R package to calculate entropy-based segregation indices, with a focus on the Mutual Information Index (M) and Theil’s Information Index (H)

https://elbersb.com/segregation

Other

35 stars 3 forks source link

Bootstrap procedure? #2

Closed bfjarvis closed 5 years ago

bfjarvis commented 5 years ago

Hi,

Thanks for the package! You've put a lot of work into it!

I'm wondering about the bootstrapping procedure, though. It looks like you are bootstrapping based on samples (with replacement) of group-by-unit observations, but is that the right way to go? Wouldn't it make more sense to take bootstrap samples of individuals within units? Much more computationally intensive, but it seems more theoretically justifiable.

elbersb commented 5 years ago

Glad that you're finding the package useful!

I assume you're referring to these lines? The code takes N samples from the unit-group combinations, using the frequencies as weights, where N is the individual sample size. I could've expanded the data frame to individual cases, but that's less efficient computationally. So basically it's a bootstrap based on the individual observations. Not sure if that answers your question, but I think that should be right.

bfjarvis commented 5 years ago

I see. I may have just misunderstood the underlying code. I guess when you resample, you return what are essentially individual observations and this bit:

[list(freq = .N), by = vars]

collapses those back down to counts at the group and unit level.

For my part, I've been trying to wrap my head around whether this process makes sense when a particular unit has a count of 0 for a particular group. Bootstrapping (or, equivalently, sampling from a multinomial distribution with group probabilities given by the group composition of the unit) guarantees that the count will be zero again, but that doesn't seem quite right.

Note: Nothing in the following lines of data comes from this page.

Issue #1821, opened 2024-06-01
`fexists()` is a constant expression within preprocessor statements


ZeWaka:
`Error OD0010 at goonstation.dme:30:14: Unexpected identifier fexists in preprocessor expression`

PR #1823, opened 2024-06-02
Pass ` --suppress-unimplemented` to the compiler workflow

ike709:
Makes it easier to see actual issues.


ike709:
Goon CI failure is due to https://github.com/OpenDreamProject/OpenDream/issues/1821

wixoaGit (approved):

PR #1861, opened 2024-06-26
Fix `goto` inside multiple enumerator loops

### LINKED ISSUE #154: `goto` causes incorrect behavior when used inside loops
The current implementation of `goto` has no knowledge of the code it is jumping into/out of. This can cause problems in code like the following:
```dm
var/list/L = list(list(1, 2), list(3, 4))
for(var/item1 in L)
	world.log << "[item1]"
	if (!istype(item1, /list)) break

	for (var/item2 in item1)
		goto label
	label:
```
What this should do is print "/list" twice, but it instead prints "/list" and "2". This is because when a loop starts enumerating a list it pushes an enumerator onto a special stack, which should be popped when the loop is over. The goto skips over that, and ends up enumerating item1 in the first loop instead of L.

wixoaGit:
Fixes #154

Each DMProcState now has 16 slots for enumerators instead of them being a stack. Opcodes using enumerators must refer to which slot they're using.

### DIFF
--- a/DMCompiler/Bytecode/DreamProcOpcode.cs
+++ b/DMCompiler/Bytecode/DreamProcOpcode.cs
@@ -60,7 +60,7 @@ public enum DreamProcOpcode : byte {
     Modulus = 0x19,
     [OpcodeMetadata(0, OpcodeArgType.Reference)]
     Append = 0x1A,
-    [OpcodeMetadata(-3)]
+    [OpcodeMetadata(-3, OpcodeArgType.EnumeratorId)]
     CreateRangeEnumerator = 0x1B,
     [OpcodeMetadata(0, OpcodeArgType.Reference, OpcodeArgType.Reference)]
     Input = 0x1C,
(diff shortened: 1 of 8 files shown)


DMCompiler/Bytecode/DreamProcOpcode.cs
```diff
@@ -119,11 +119,11 @@ public enum DreamProcOpcode : byte {
     PushFloat = 0x38,
     [OpcodeMetadata(0, OpcodeArgType.Reference)]
     ModulusReference = 0x39,
-    [OpcodeMetadata(-1)]
+    [OpcodeMetadata(-1, OpcodeArgType.EnumeratorId)]
     CreateListEnumerator = 0x3A,
-    [OpcodeMetadata(0, OpcodeArgType.Reference, OpcodeArgType.Label)]
+    [OpcodeMetadata(0, Bytecode.OpcodeArgType.EnumeratorId, OpcodeArgType.Reference, OpcodeArgType.Label)]
```
wixoaGit, line 124:
```suggestion
    [OpcodeMetadata(0, OpcodeArgType.EnumeratorId, OpcodeArgType.Reference, OpcodeArgType.Label)]
```

DMCompiler/Bytecode/DreamProcOpcode.cs
```diff
@@ -223,7 +223,7 @@ public enum DreamProcOpcode : byte {
     TryNoValue = 0x70,
     [OpcodeMetadata]
     EndTry = 0x71,
-    [OpcodeMetadata(0, OpcodeArgType.Label)]
+    [OpcodeMetadata(0, Bytecode.OpcodeArgType.EnumeratorId, OpcodeArgType.Label)]
```
wixoaGit, line 226:
```suggestion
    [OpcodeMetadata(0, OpcodeArgType.EnumeratorId, OpcodeArgType.Label)]
```

PR #1863, opened 2024-06-26
Const-fold some proc statements

ike709:
Const-folds `if(FALSE)` and `do {} while(FALSE)`. I also confirmed that folding `while(FALSE)` is pointless since it never occurs.

To test this I compiled Paradise and confirmed that I can wander around without things being horribly broken, and there wasn't any runtime spam.


ike709:
Need to figure out some issues with scopes.

ike709:
I'll revisit this later.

bfjarvis commented 5 years ago

Just a thought, but it might run faster if you use rmultinom for the bootstrapping, if I'm right that bootstrapping is equivalent to drawing from a multinomial distribution.

elbersb commented 5 years ago

I see. I may have just misunderstood the underlying code. I guess when you resample, you return what are essentially individual observations and this [bit] collapses those back down to counts at the group and unit level.

Exactly.

For my part, I've been trying to wrap my head around whether this process makes sense when a particular unit has a count of 0 for a particular group. Bootstrapping (or, equivalently, sampling from a multinomial distribution with group probabilities given by the group composition of the unit) guarantees that the count will be zero again, but that doesn't seem quite right.

Yeah, I see what you mean. I'll leave this issue open to think more about that. It seems though, that what you want would only be possible once you impose some model.

And yes, I'll see whether I can make the bootstrapping go a bit faster.

elbersb commented 5 years ago

Sampling from a multinomial was a great idea. I've implemented that (e60fb706d8d90d31) and see a four-fold speed increase.